Friday Travel

You CAN travel without moving!

Download the 111MB .aif file Travel Sound Collage here.

In this piece you will hear the following locations: der Kölner Dom/the Cologne cathedral – listen for the large space and a coin dropping in a donation box, the main railway station in Cologne – listen for announcements and the ICE (beautiful German highspeed train) opening its doors, a farm in Austria – listen for the pitch fork delivering hay to the cows, birds in Cologne…. and much more. I mixed the sounds, all recorded with a SoundDevices 722 digital recorder in April of 2007, in form of a collage. Found Sound. For some of the recordings I wore my OKM microphones (((check out their recording samples here))). I mentioned the OKMs in my Diary before. They look like little earphones and are worn like those.
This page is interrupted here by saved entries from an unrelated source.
PR #1984, opened 2023-03-30
feat(protocol): Add origin to trace context and span

philipphofmann:
Adds origin to both trace context and the span. The origin of the span indicates what created the span.

Related RFC https://github.com/getsentry/rfcs/pull/73 and develop docs PR https://github.com/getsentry/develop/pull/887


relay-general/src/protocol/contexts/trace.rs
```diff
@@ -102,6 +102,9 @@ pub struct TraceContext {
     /// should not ever send this value.
     pub client_sample_rate: Annotated<f64>,
 
+    /// The origin of the trace indicates what created the trace.
+    pub origin: Annotated<String>,
```
olksdr: Do we have a list of predefined origins, which we could convert to `enum` to get more type safety? Or this is just some always random string, which will come from the user?

iker-barriocanal: This. If the latter, what character set should we allow for this field? How long should this field be?

philipphofmann: We don't have a predefined list, but a pattern to follow https://develop.sentry.dev/sdk/performance/trace-origin/. We could enforce alphanumeric characters: a-z , A-Z , and 0-9 and underscores: _ as pointed out in the develop docs.

philipphofmann: I added a `OriginType` similar to `OperationType` https://github.com/getsentry/relay/blob/1d57db414a11af96348747c307d40a7852018142/relay-general/src/protocol/contexts/mod.rs#L31-L33

relay-general/src/protocol/contexts/trace.rs
```diff
@@ -102,6 +102,10 @@ pub struct TraceContext {
     /// should not ever send this value.
     pub client_sample_rate: Annotated<f64>,
 
+    /// The origin of the trace indicates what created the trace (see `OriginType` docs).
```
iker-barriocanal: nit:
```suggestion
    /// The origin of the trace indicates what created the trace (see [`OriginType`] docs).
```

relay-general/src/protocol/span.rs
```diff
@@ -47,6 +49,10 @@ pub struct Span {
     #[metastructure(pii = "true")]
     pub data: Annotated<Object<Value>>,
 
+    /// The origin of the span indicates what created the span (see `OriginType` docs).
```
iker-barriocanal: nit:
```suggestion
    /// The origin of the span indicates what created the span (see [`OriginType`] docs).
```

relay-general/src/protocol/span.rs
```diff
@@ -47,6 +49,10 @@ pub struct Span {
...
+    #[metastructure(max_chars = "enumlike")]
+    pub origin: Annotated<OriginType>,
```
iker-barriocanal: Another nit: if we could add this before `data` prop, we would live the "grouping" properties at the end of the structure.

iker-barriocanal (changes requested):
> We could enforce alphanumeric characters: a-z , A-Z , and 0-9 and underscores: _ as pointed out in the develop docs.

Let's do this. It can easily be done by adding `allow_chars` to the metastructure of the property, see [example](https://github.com/getsentry/relay/blob/3673a76f8efcb9827ce4e7d1fec60a36aab6c5ba/relay-general/src/protocol/tags.rs#L7). Blocking the PR for this.

relay-general/src/protocol/contexts/trace.rs
```diff
@@ -102,6 +102,10 @@ pub struct TraceContext {
     /// should not ever send this value.
     pub client_sample_rate: Annotated<f64>,
 
+    /// The origin of the trace indicates what created the trace (see [OriginType] docs).
+    #[metastructure(max_chars = "enumlike", allow_chars = "a-zA-Z0-9_.")]
+    pub origin: Annotated<OriginType>,
```
philipphofmann, line 107: @iker-barriocanal, can I somehow add the metastructure to the definition of `OriginType` so we reuse it? I'm new to Rust and Relay and have no clue how to achieve this.

relay-general/src/protocol/mod.rs
```diff
@@ -66,3 +66,7 @@ pub use self::transaction::*;
 pub use self::types::*;
 pub use self::user::*;
 pub use self::user_report::*;
+
+/// Origin type such as `auto.http`.
+/// Follows the pattern described in the [develop docs](https://develop.sentry.dev/sdk/performance/trace-origin/).
+pub type OriginType = String;
```
iker-barriocanal: Sorry I missed this earlier, but let's move this to `relay-general/protocol/contexts/mod.rs`, like `OperationType`.

relay-general/src/protocol/contexts/trace.rs
iker-barriocanal: No worries, it's a good question!

I don't think you want to do that. The reason is that what you're doing with the `metastructure` is not adding it to the type `OriginType`, but the fields `TraceContext.origin` and `Span.origin`. `OriginType` per se is only the type of these two fields, which happen to be the same and have the same restrictions in `TraceContext` and `Span`. To have the metastructure in `OriginType`, I guess you'd have to create a `struct` (not `Type`), and I'm not sure if a specific processing function too (see `process_func` in `TraceContext`).

I'd leave it like it is -- we don't need a `struct` for now and it's simpler to follow this way (I can look at `TraceContext` and see its requirements, instead of navigating to the definition of `OriginType` and also look there).

iker-barriocanal (approved):

PR #1991, opened 2023-03-31
chore(gocd): Auto approve and run deploy if the check stage succeeds

olksdr:
Currently every stage must be approved manually, but it makes more sense to automate this.

This change makes sure that if the `check` stage succeeds the `deploy` stage will start automatically, and if it fails it should not be possible to trigger it even manually.

 
#skip-changelog

### DIFF
--- a/gocd/pipelines/relay.yaml
+++ b/gocd/pipelines/relay.yaml
@@ -47,7 +47,7 @@ pipelines:
 
       - deploy-production:
           approval:
-            type: manual
+            type: success
             allow_only_on_success: true
           fetch_materials: true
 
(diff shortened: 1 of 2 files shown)


gocd/pipelines/relay.yaml
```diff
@@ -82,7 +82,7 @@ pipelines:
           # Manually completes this pipeline run.
           # This will trigger relay-pop deployments.
           approval:
-            type: manual
+            type: success
```
jjbayer, line 85: Does this mean PoPs will automatically deploy if the Relay deploy was successful?

jan-auer (approved):

gocd/pipelines/relay.yaml
olksdr: Nope, since deploy for PoPs will have to be approved manually again, see 
https://github.com/getsentry/relay/blob/a4290b4d53bce5781d80b1b3ff1be88b234b8240/gocd/pipelines/relay-pop.yaml#L27-L29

Wearing them, my ears shape the incoming sound – a process similar to the Neumann K100 binaural head we used to record Up Close (((that album was recorded at 24/96 and if there is interest I could make one song available in the form of a 24bit AIFF or FLAC file))).

Enjoy!


Found on Matt’s Flickr

Thursday

I listened to a sound collage I made a couple of years ago, from sounds I recorded in April of 2007 in Germany and Austria. It sounds amazing and I thought about making it available in the form of a .aif file (CD quality: 16/44.1). You can travel without moving!
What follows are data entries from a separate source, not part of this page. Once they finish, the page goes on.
PR #1992, opened 2023-03-31
chore(buffering): Handle buffering messages sequentially and add more docs 

olksdr:
This is just small fixes and mostly adding more docs about how sqlite behaves. 

This also should makes sure we handle all the incoming messages to the buffer service sequentially, which makes sure that we always have `write` before `read`.  

related to https://github.com/getsentry/team-ingest/issues/53

#skip-changelog

### DIFF
--- a/relay-server/src/actors/project_buffer.rs
+++ b/relay-server/src/actors/project_buffer.rs
@@ -263,6 +263,58 @@ impl BufferService {
             )))
     }
 
+    /// Saves the provided buffer to the disk.
+    ///
+    /// It returns an error if the spooling failed.
+    async fn do_spool(
+        db: Pool<Sqlite>,
+        buffer: BTreeMap<QueueKey, Vec<ManagedEnvelope>>,
+    ) -> Result<(), BufferError> {
+        // A RESERVED lock will be acquired when the first INSERT, UPDATE, or DELETE statement is executed.
+        // Once we started spooling our in-memory buffer, the dequeue from the disk
+        // will be blocked till this operations either fails, or commits.
+        sqlx::query("BEGIN").execute(&db).await?;
+
+        // A builder type for constructing queries at runtime.
+        // This by default creates a prepared sql statement, which is cached and
+        // re-used for sequential queries.
+        let mut query_builder: QueryBuilder<Sqlite> =
+            QueryBuilder::new("INSERT INTO envelopes (own_key, sampling_key, envelope) ");
+
+        // Flatten all the envelopes
+        let envelopes = buffer.into_iter().flat_map(|(k, vals)| {
+            vals.into_iter()
+                .map(move |v| (k, v.into_envelope().to_vec()))
+        });
+
+        // Since we have 3 variables we have to bind, we devide the SQLite limit by 3
+        // here to prepare the chnunks which will be preparing the batch inserts.
+        let mut envelopes = stream::iter(envelopes).chunks(SQLITE_LIMIT_VARIABLE_NUMBER / 3);
+        while let Some(chunk) = envelopes.next().await {
+            query_builder.push_values(chunk.into_iter(), |mut b, (key, value)| match value {
+                Ok(value) => {
+                    b.push_bind(key.own_key.to_string())
+                        .push_bind(key.sampling_key.to_string())
+                        .push_bind(value);
+                }
+                Err(err) => {
+                    relay_log::error!("failed to serialize the envelope: {}", LogError(&err))
+                }
+            });
+            query_builder.build().execute(&db).await?;
+            // Reset the builder to initial state set by `QueryBuilder::new` function,
+            // so it can be reused for another chunk.
+            query_builder.reset();
+        }
+
+        // The SQL command "COMMIT" does not actually commit the changes to disk. It just turns autocommit back on.
+        // Then, at the conclusion of the command, the regular autocommit logic takes over and causes the actual commit to disk to occur.
+        // TODO: re-try failed commit?
+        sqlx::query("COMMIT").execute(&db).await?;
+
+        Ok(())
+    }
+
     /// Tries to save in-memory buffer to disk.
     ///
     /// It will spool to disk only if the persistent storage enabled in the configuration.
@@ -296,62 +348,11 @@ impl BufferService {
 
                 // spawn the task to enqueue the entire buffer
                 tokio::spawn(async move {
-                    // A RESERVED lock will be acquired when the first INSERT, UPDATE, or DELETE statement is executed.
-                    // Once we started spooling our in-memory buffer, the dequeue from the disk
-                    // will be blocked till this operations either fails, or commits.
-                    if let Err(err) = sqlx::query("BEGIN").execute(&db).await {
-                        relay_log::error!("failed to initiate a transaction: {}", LogError(&err));
-                    }
-
-                    // A builder type for constructing queries at runtime.
-                    // This by default creates a prepared sql statement, which is cached and
-                    // re-used for sequential queries.
-                    let mut query_builder: QueryBuilder<Sqlite> = QueryBuilder::new(
-                        "INSERT INTO envelopes (own_key, sampling_key, envelope) ",
-                    );
-
-                    // Flatten all the envelopes
-                    let envelopes = buf.into_iter().flat_map(|(k, vals)| {
-                        vals.into_iter()
-                            .map(move |v| (k, v.into_envelope().to_vec()))
-                    });
-
-                    // Since we have 3 variables we have to bind, we devide the SQLite limit by 3
-                    // here to prepare the chnunks which will be preparing the batch inserts.
-                    let mut envelopes =
-                        stream::iter(envelopes).chunks(SQLITE_LIMIT_VARIABLE_NUMBER / 3);
-                    while let Some(chunk) = envelopes.next().await {
-                        query_builder.push_values(chunk.into_iter(), |mut b, v| match v.1 {
-                            Ok(envelope_bytes) => {
-                                b.push_bind(v.0.own_key.to_string())
-                                    .push_bind(v.0.sampling_key.to_string())
-                                    .push_bind(envelope_bytes);
-                            }
-                            Err(err) => {
-                                relay_log::error!(
-                                    "failed to serialize the envelope: {}",
-                                    LogError(&err)
-                                )
-                            }
-                        });
-
-                        let query = query_builder.build();
-                        if let Err(err) = query.execute(&db).await {
-                            relay_log::error!(
-                                "failed to buffer envelopes to disk: {}",
-                                LogError(&err)
-                            )
-                        }
-                        // Reset the builder to initial state set by `QueryBuilder::new` function,
-                        // so it can be reused for another chunk.
-                        query_builder.reset();
-                    }
-
-                    // The SQL command "COMMIT" does not actually commit the changes to disk. It just turns autocommit back on.
-                    // Then, at the conclusion of the command, the regular autocommit logic takes over and causes the actual commit to disk to occur.
-                    // TODO: re-try failed commit?
-                    if let Err(err) = sqlx::query("COMMIT").execute(&db).await {
-                        relay_log::error!("failed to commit a transaction: {}", LogError(&err));
+                    if let Err(err) = Self::do_spool(db, buf).await {
+                        relay_log::error!(
+                            "failed to spool memory buffer to the disk: {}",
+                            LogError(&err)
+                        );
                     }
                 });
             }
--- a/relay-server/src/actors/project_buffer.rs
+++ b/relay-server/src/actors/project_buffer.rs
@@ -267,14 +267,9 @@ impl BufferService {
     ///
     /// It returns an error if the spooling failed.
     async fn do_spool(
-        db: Pool<Sqlite>,
+        db: &Pool<Sqlite>,
         buffer: BTreeMap<QueueKey, Vec<ManagedEnvelope>>,
     ) -> Result<(), BufferError> {
-        // A RESERVED lock will be acquired when the first INSERT, UPDATE, or DELETE statement is executed.
-        // Once we started spooling our in-memory buffer, the dequeue from the disk
-        // will be blocked till this operations either fails, or commits.
-        sqlx::query("BEGIN").execute(&db).await?;
-
         // A builder type for constructing queries at runtime.
         // This by default creates a prepared sql statement, which is cached and
         // re-used for sequential queries.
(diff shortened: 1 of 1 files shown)


relay-server/src/actors/project_buffer.rs
```diff
@@ -296,6 +296,16 @@ impl BufferService {
 
                 // spawn the task to enqueue the entire buffer
                 tokio::spawn(async move {
+                    // A RESERVED lock will be acquired when the first INSERT, UPDATE, or DELETE statement is executed.
+                    // Once we started spooling our in-memory buffer, the dequeue from the disk
+                    // will be blocked till this operations either fails, or commits.
+                    if let Err(err) = sqlx::query("BEGIN").execute(&db).await {
+                        relay_log::error!("failed to initiate a transaction: {}", LogError(&err));
```
jan-auer: Shouldn't you exit early if begin fails? I'd refactor this to an async function that returns an error and then catch it in the spawn to log errors.

relay-server/src/actors/project_buffer.rs
```diff
@@ -296,6 +296,16 @@ impl BufferService {
 
                 // spawn the task to enqueue the entire buffer
                 tokio::spawn(async move {
+                    // A RESERVED lock will be acquired when the first INSERT, UPDATE, or DELETE statement is executed.
+                    // Once we started spooling our in-memory buffer, the dequeue from the disk
+                    // will be blocked till this operations either fails, or commits.
```
jan-auer: Where does it do that blocking?

olksdr: Another query, which will try to access this table will be blocked till the lock is released. This is also partially address the `fence` suggestion from yesterday. There will be definitely only 1 query at a time.

relay-server/src/actors/project_buffer.rs
```diff
@@ -290,55 +332,39 @@ impl BufferService {
...
+                            );
                         }
-                        // Reset the builder to initial state set by `QueryBuilder::new` function,
-                        // so it can be reused for another chunk.
-                        query_builder.reset();
-                    }
-                });
+
+                        // The SQL command "COMMIT" does not actually commit the changes to disk. It just turns autocommit back on.
+                        // Then, at the conclusion of the command, the regular autocommit logic takes over and causes the actual commit to disk to occur.
```
iker-barriocanal: I'm not sure if I understand this correctly; but if I do, this comment is not correct. Since we're using the [WAL journal mode](https://www.sqlite.org/wal.html#how_wal_works), a `COMMIT` will [add a checkpoint](https://www.sqlite.org/wal.html#automatic_checkpoint) (so committing the changes to disk?). Then, indeed, the default committing policy is again in-place.

iker-barriocanal (commented):
Other than the comment below, the rest looks good to me.

relay-server/src/actors/project_buffer.rs
olksdr: I do not really understand your comment here. 
The comment for this is taken from the docs, just to make sure to clarify what's happening while we call `commit` on the open transaction.

relay-server/src/actors/project_buffer.rs
```diff
@@ -263,10 +270,51 @@ impl BufferService {
...
+            QueryBuilder::new("INSERT INTO envelopes (own_key, sampling_key, envelope) ");
+
+        // Flatten all the envelopes
+        let envelopes = buffer.into_iter().flat_map(|(k, vals)| {
+            vals.into_iter()
+                .map(move |v| (k, v.into_envelope().to_vec()))
+        });
+
+        // Since we have 3 variables we have to bind, we devide the SQLite limit by 3
+        // here to prepare the chnunks which will be preparing the batch inserts.
```
```suggestion
        // here to prepare the chunks which will be preparing the batch inserts.
```

relay-server/src/actors/project_buffer.rs
```diff
@@ -263,10 +270,51 @@ impl BufferService {
...
+            // Reset the builder to initial state set by `QueryBuilder::new` function,
+            // so it can be reused for another chunk.
+            query_builder.reset();
+        }
+        Ok(())
+    }
+
     /// Tries to save in-memory buffer to disk.
     ///
     /// It will spool to disk only if the persistent storage enabled in the configuration.
```
jjbayer, line 315:
```suggestion
    /// It will spool to disk only if the persistent storage enabled in the configuration
    /// and a db connection can be acquired.
```

relay-server/src/actors/project_buffer.rs
```diff
@@ -290,55 +338,26 @@ impl BufferService {
...
+                    // Once we started spooling our in-memory buffer, the dequeue from the disk
+                    // will be blocked till this operations either fails, or commits.
+                    sqlx::query("BEGIN").execute(&mut connection).await?;
+
+                    Self::do_spool(&mut connection, buf).await?;
+
+                    // The SQL command "COMMIT" does not actually commit the changes to disk. It just turns autocommit back on.
+                    // Then, at the conclusion of the command, the regular autocommit logic takes over and causes the actual commit to disk to occur.
+                    // TODO: re-try failed commit?
+                    sqlx::query("COMMIT").execute(&mut connection).await?;
```
jjbayer: It looks like `sqlx` has a RAII wrapper for this: https://docs.rs/sqlx/latest/sqlx/struct.Transaction.html

Not sure if you want the automatic rollback in failure cases though.

relay-server/src/actors/project_buffer.rs
```diff
@@ -380,6 +399,13 @@ impl BufferService {
         sender: &mpsc::UnboundedSender<ManagedEnvelope>,
     ) -> Result<(), QueueKey> {
         loop {
+            // By default this creates a prepared statement which is cached and re-used.
+            //
+            // Removing envelopes from the on-disk buffer in batches has following implicatations:
```
```suggestion
            // Removing envelopes from the on-disk buffer in batches has following implications:
```

relay-server/src/actors/project_buffer.rs
```diff
@@ -290,55 +338,26 @@ impl BufferService {
...
+                    // will be blocked till this operations either fails, or commits.
+                    sqlx::query("BEGIN").execute(&mut connection).await?;
+
+                    Self::do_spool(&mut connection, buf).await?;
+
+                    // The SQL command "COMMIT" does not actually commit the changes to disk. It just turns autocommit back on.
+                    // Then, at the conclusion of the command, the regular autocommit logic takes over and causes the actual commit to disk to occur.
+                    // TODO: re-try failed commit?
+                    sqlx::query("COMMIT").execute(&mut connection).await?;
+                }
```
jjbayer: Is it ok to do nothing if the connection cannot be acquired?

relay-server/src/actors/project_buffer.rs
```diff
@@ -290,55 +338,26 @@ impl BufferService {
                     return Err(BufferError::Full(estimated_db_size));
```
jan-auer: As a follow-up, we should: 
- try to spool as much as possible to fill up the disk (spool as many envelopes as possible)
- potentially: keep the rest in memory, and let the upstream service handle the case that we can no longer buffer. this must not "block" the caller on pending spooling, though.
- propagate an error up, via healthcheck and as 503 on queueing in the common endpoint handler.

relay-server/src/actors/project_buffer.rs
```diff
@@ -263,10 +270,51 @@ impl BufferService {
...
+        // Flatten all the envelopes
+        let envelopes = buffer.into_iter().flat_map(|(k, vals)| {
+            vals.into_iter()
+                .map(move |v| (k, v.into_envelope().to_vec()))
+        });
+
+        // Since we have 3 variables we have to bind, we devide the SQLite limit by 3
+        // here to prepare the chnunks which will be preparing the batch inserts.
+        let mut envelopes = stream::iter(envelopes).chunks(SQLITE_LIMIT_VARIABLE_NUMBER / 3);
+        while let Some(chunk) = envelopes.next().await {
```
jan-auer: From offline conversation: Intention here was to not use itertools. However, using some async function on a synchronous iterator from the `futures` crate doesn't buy us anything. Let's use itertools here.

relay-server/src/actors/project_buffer.rs
```diff
@@ -263,10 +270,51 @@ impl BufferService {
...
+        // A builder type for constructing queries at runtime.
+        // This by default creates a prepared sql statement, which is cached and
+        // re-used for sequential queries.
+        let mut query_builder: QueryBuilder<Sqlite> =
+            QueryBuilder::new("INSERT INTO envelopes (own_key, sampling_key, envelope) ");
+
+        // Flatten all the envelopes
+        let envelopes = buffer.into_iter().flat_map(|(k, vals)| {
+            vals.into_iter()
+                .map(move |v| (k, v.into_envelope().to_vec()))
```
jan-auer: This loop can take quite a while, and we're not yielding. This means that the thread on the main runtime that runs this future is going to be blocked for a long time. Should we either yield here, or defer this into a `spawn_blocking`? The latter is semantically wrong, and the CPU time has to be spent, but it should be spent in a context where we do not block other futures for too long.

Example:

```rust
let mut envelopes = Vec::new();
for k, vals in buffer {
  for val in vals {
    envelopes.insert((k, val.into_envelope().to_vec()));
    tokio::task::yield_now().await;  // TODO: consider doing this every Nth iteration
  }
}
```

relay-server/src/actors/project_buffer.rs
```diff
@@ -380,6 +399,13 @@ impl BufferService {
...
     ) -> Result<(), QueueKey> {
         loop {
+            // By default this creates a prepared statement which is cached and re-used.
+            //
+            // Removing envelopes from the on-disk buffer in batches has following implicatations:
+            // 1. It is faster to delete from the DB in batches.
+            // 2. Make sure that if we panic and deleted envelopes cannot be read out fully, we do not lose all of them,
+            // but only one batch, and the rest of them will stay on disk for the next iteration
+            // to pick up.
             let mut envelopes = sqlx::query(
```
jan-auer, line 394: From offline conversation: Provided this could be a DELTE without subquery if a specific feature is enabled, let's add that dependency ourselves, enable the feature, and leave a comment in cargo toml, why we have it.

relay-server/src/actors/project_buffer.rs
```diff
@@ -519,14 +546,22 @@ impl Drop for BufferService {
...
-                relay_log::error!("dropped {} envelopes", count);
+            let buffer = std::mem::take(&mut self.buffer);
+            if let Some(BufferSpoolConfig { db, .. }) = &self.spool_config {
+                let db = db.clone();
+                tokio::spawn(async move {
+                    let Some(mut connection) = db.try_acquire() else {
+                        relay_log::error!("failed to get connection while dropping the project buffer");
+                        return;
+                    };
+                    if let Err(err) = Self::do_spool(&mut connection, buffer).await {
```
jan-auer: We drop this service mostly when the runtime stops, which means we should no longer start async tasks. Also, our expectation would be that when we drop the service, we close the DB and it's connections, which now isn't true because the DB lives on in a spawned task. 

This kind of procedure should probably be implemented in response to the `shutdown` signal.

For the MVP, it's enough if we drop the buffer and log outcomes + errors.

jan-auer (approved):
Approved provided that open comments are addressed. Thanks!

relay-server/src/actors/project_buffer.rs
iker-barriocanal: Do you mind linking to these docs then? Because I'm misunderstanding something.

relay-server/src/actors/project_buffer.rs
```diff
@@ -232,6 +234,10 @@ impl BufferService {
                 // 3. Disk I/O operations tends to be more sequential using WAL.
                 // 4. WAL uses many fewer fsync() operations and is thus less vulnerable to problems on systems where the fsync() system call is broken.
                 .journal_mode(SqliteJournalMode::Wal)
+                // WAL mode is safe from corruption with synchronous=NORMAL.
+                // When synchronous is NORMAL, the SQLite database engine will still sync at the most critical moments, but less often than in FULL mode.
+                // Which guarantees good balance between safety and speed.
+                .synchronous(SqliteSynchronous::Normal)
```
iker-barriocanal, line 239: I also find the following relevant, from the [docs](https://www.sqlite.org/pragma.html#:~:text=A%20transaction%20committed%20in%20WAL%20mode%20with%20synchronous%3DNORMAL%20might%20roll%20back%20following%20a%20power%20loss%20or%20system%20crash.):

> A transaction committed in WAL mode with synchronous=NORMAL might roll back following a power loss or system crash.

relay-server/src/actors/project_buffer.rs
iker-barriocanal: IMO `try_spool` should return an error in that case. If I call `try_spool` and it doesn't return an error, I'd expect I spooled. If there's any inner detail (i.e. connection could not be acquired), I'd expect I get the error so that I can choose to retry again if I want to.

relay-server/src/actors/project_buffer.rs
iker-barriocanal: (also adding "the":)
```suggestion
            // Removing envelopes from the on-disk buffer in batches has the following implications:
```

relay-server/src/actors/project_buffer.rs
```diff
@@ -407,6 +400,12 @@ impl BufferService {
     ) -> Result<(), QueueKey> {
         loop {
             // By default this creates a prepared statement which is cached and re-used.
+            //
+            // Removing envelopes from the on-disk buffer in batches has following implicatations:
```
iker-barriocanal: nit: I'm not sure if I like the "on-disk" here since this in the end is an abstraction, but let's move forward with this for now.

iker-barriocanal (approved):

relay-server/src/actors/project_buffer.rs
olksdr: https://www.sqlite.org/lockingv3.html, see transaction control.

relay-server/src/actors/project_buffer.rs
olksdr: This explicit open/close transaction has to go away now. And we will rely on the pool to do the right thing, since we handle all the messages sequentially now

relay-server/src/actors/project_buffer.rs
olksdr: As agreed, adding this to followups and will jump one some of the items after merging this PR.

relay-server/src/actors/project_buffer.rs
olksdr: This is the related issue https://github.com/rusqlite/rusqlite/issues/1111, which explains the problem with this. 
If we want to enable this feature, we will have to build `sqlite` on our own. There is no easy way to just enable the feature.

relay-server/src/actors/project_buffer.rs
iker-barriocanal: Thanks! I misunderstood what checkpointing was, thus my confusion. It makes sense.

It was only 28ºF this morning and I discussed transportation with myself. Arguments for and against using my bicycle were exchanged, but in the end I bundled up and took off on the Mariachi Bullitt to meet Jon for breakfast. We discussed that there seems to be more interest in audiophile sound these days. Good!

Gizmodo had these two items this week:

Vietnamese Audiophile Turns a Room Into One Giant Speaker

Why We Need Audiophiles

The second one is particularly interesting as it compares SACD to great vinyl. Then I found this piece, which compares SACS and DVD-Audio and prefers DVD-A. I also noticed that Logic 8 allows the burning of DVD-A. DVD-A does sound very promising. When I was still with Epic Records I spoke to an executive there, it must have been around 1999, who had one of only seven DVD-A players in the country, and he raved about the sound quality! I myself have never heard it. (((however I have heard 24/96 in my studio, because One Guitar and Up Close were recorded like that…)))
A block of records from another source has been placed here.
PR #1993, opened 2023-03-31
chore(build): bump Rust version to 1.68.2

olksdr:
Bumps toolchain to the latest current one: `1.68.2`

#skip-changelog


jan-auer (approved):
G2G. 

Let's automate this, however. We can inject the latest version from the build job, which means we can still use caches while always being on latest.

PR #1996, opened 2023-03-31
instr(txnames): Measure unique tx names

jjbayer:
Same as https://github.com/getsentry/relay/pull/1978, but counting unique transaction names.

> Log changes made to the transaction name by the TransactionProcessor to get an idea of what percentage of transactions is affected, and by which mechanism.
>
> We can consider this a temporary metric and delete it once we are done with this initiative.

#skip-changelog

### DIFF
--- a/relay-server/src/utils/statsd.rs
+++ b/relay-server/src/utils/statsd.rs
@@ -1,8 +1,11 @@
+use std::hash::Hasher;
+
+use fnv::FnvHasher;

While we are staying in Manhattan in May (((five nights at the Blue Note))) Jon and I will try to locate an audiophile dealer there. We want to listen to DVD-A players and see what the fuss is about. I don’t think DVD-A will be a commercial option and we’ll have to wait until high quality 24/96 or 24/192 files can be losslessly compressed and downloaded.

I was glad I decided to ride my bike and ended up riding for about an hour today. I enjoy the easy communication with pedestrians. How can a pedestrian communicate with a car or SUV, especially when the windows are tinted and inpenetrable!! Like talking to a tank.

Scent of Tragedy

Scent of tragedy lingers in a 650-year-old perfume bottle buried by pogrom victim
When the tiny stopper is delicately eased free, a mere wisp of scent imprisoned for over 650 years is released.

In a unique experiment, scientists at the L’Oreal perfume institute in Paris tried to analyse the ingredients of a perfume whose precious container survived the Black Death, which annihilated a third of the population of Europe.
(Via Guardian Unlimited Science)

Y wrote:

I started thinking how rare scented oils were, compared to now. To carry a scent in a piece of cotton, place it in a bottle in order to carry it around your waist. How beautiful the thought of that.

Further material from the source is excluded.